• Problem description
From the first line of the data below, copy each line up to the one containing "configured with non-DPDK", and include that line too.

Segment Start: Given records

PR #50, opened 2020-05-07
UPF init fails to recover from af_xdp failure.

ajamshed:
Pipeline initialization sequence fails to recover when upf-epc is
configured with non-DPDK settings. AF_XDP mode fails to transition
to AF_PACKET socket mode (rte_eth_rx_queue_setup() returns with
-ENOSPC error). This patch should remove this issue.

Non-DPDK pipeline is also fixed in this PR.

### DIFF
--- a/conf/spgwu.bess
+++ b/conf/spgwu.bess
@@ -44,6 +44,13 @@ except ValueError:
 except KeyError:
     print('measure value not set. Not installing Measure module.')
 
+# Detect mode. Default is dpdk
+mode = None
+try:
+    mode = conf["mode"]
+except KeyError:
+    print('Autodetecting network driver')
+
 
 # ====================================================
 #       Port Helpers
@@ -96,14 +103,11 @@ class Port:
             raise Exception('Port {}: Out of BPF gates to allocate'.format(self.name))
 
     def detect_mode(self):
-        # default case
-        mode = "unselected"
-
         try:
             peer_by_interface(self.name)
-            mode = "dpdk"
+            mode = 'dpdk'
         except:
-            mode = "linux"
+            mode = 'linux'
         return mode
 
     def init_fastpath(self, **kwargs):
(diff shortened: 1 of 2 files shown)


krsna1729:
@ajamshed can you add the error to the commit message?

conf/spgwu.bess
```diff
@@ -44,6 +44,14 @@ except ValueError:
...
     print('measure value not set. Not installing Measure module.')
 
+# Detect mode. Default is dpdk
+mode = None
+try:
+    mode = conf["vdev"]
+except KeyError:
+    print('Selecting dpdk as default')
+    mode = 'dpdk'
+
```
krsna1729, line 54: can we make the conf key to be mode itself? Also by default keep it None or unselected

conf/spgwu.bess
```diff
@@ -96,14 +104,12 @@ class Port:
...
-            peer_by_interface(self.name)
-            mode = "dpdk"
-        except:
-            mode = "linux"
+        global mode
+        if mode == 'dpdk':
+            try:
+                peer_by_interface(self.name)
+            except:
+                mode = 'linux'
```
krsna1729, line 112: this should not change since this will be called only if mode is None

conf/spgwu.bess
```diff
@@ -142,21 +148,33 @@ class Port:
         print('Setting up port {} on worker {}'.format(name,wid))
 
         # Detect the mode of this interface - DPDK/AF_XDP/AF_PACKET
-        mode = self.detect_mode()
+        port_mode = self.detect_mode()
```
krsna1729, line 151: No need for another variable name.

if mode is None:
 mode = self.detect_mode()

conf/spgwu.bess
```diff
@@ -96,14 +104,12 @@ class Port:
             raise Exception('Port {}: Out of BPF gates to allocate'.format(self.name))
 
     def detect_mode(self):
-        # default case
-        mode = "unselected"
```
krsna1729, line 100: This removal is correct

Segment End: Given records

• Solved exercise
PR #50, opened 2020-05-07
UPF init fails to recover from af_xdp failure.

ajamshed:
Pipeline initialization sequence fails to recover when upf-epc is
configured with non-DPDK settings. AF_XDP mode fails to transition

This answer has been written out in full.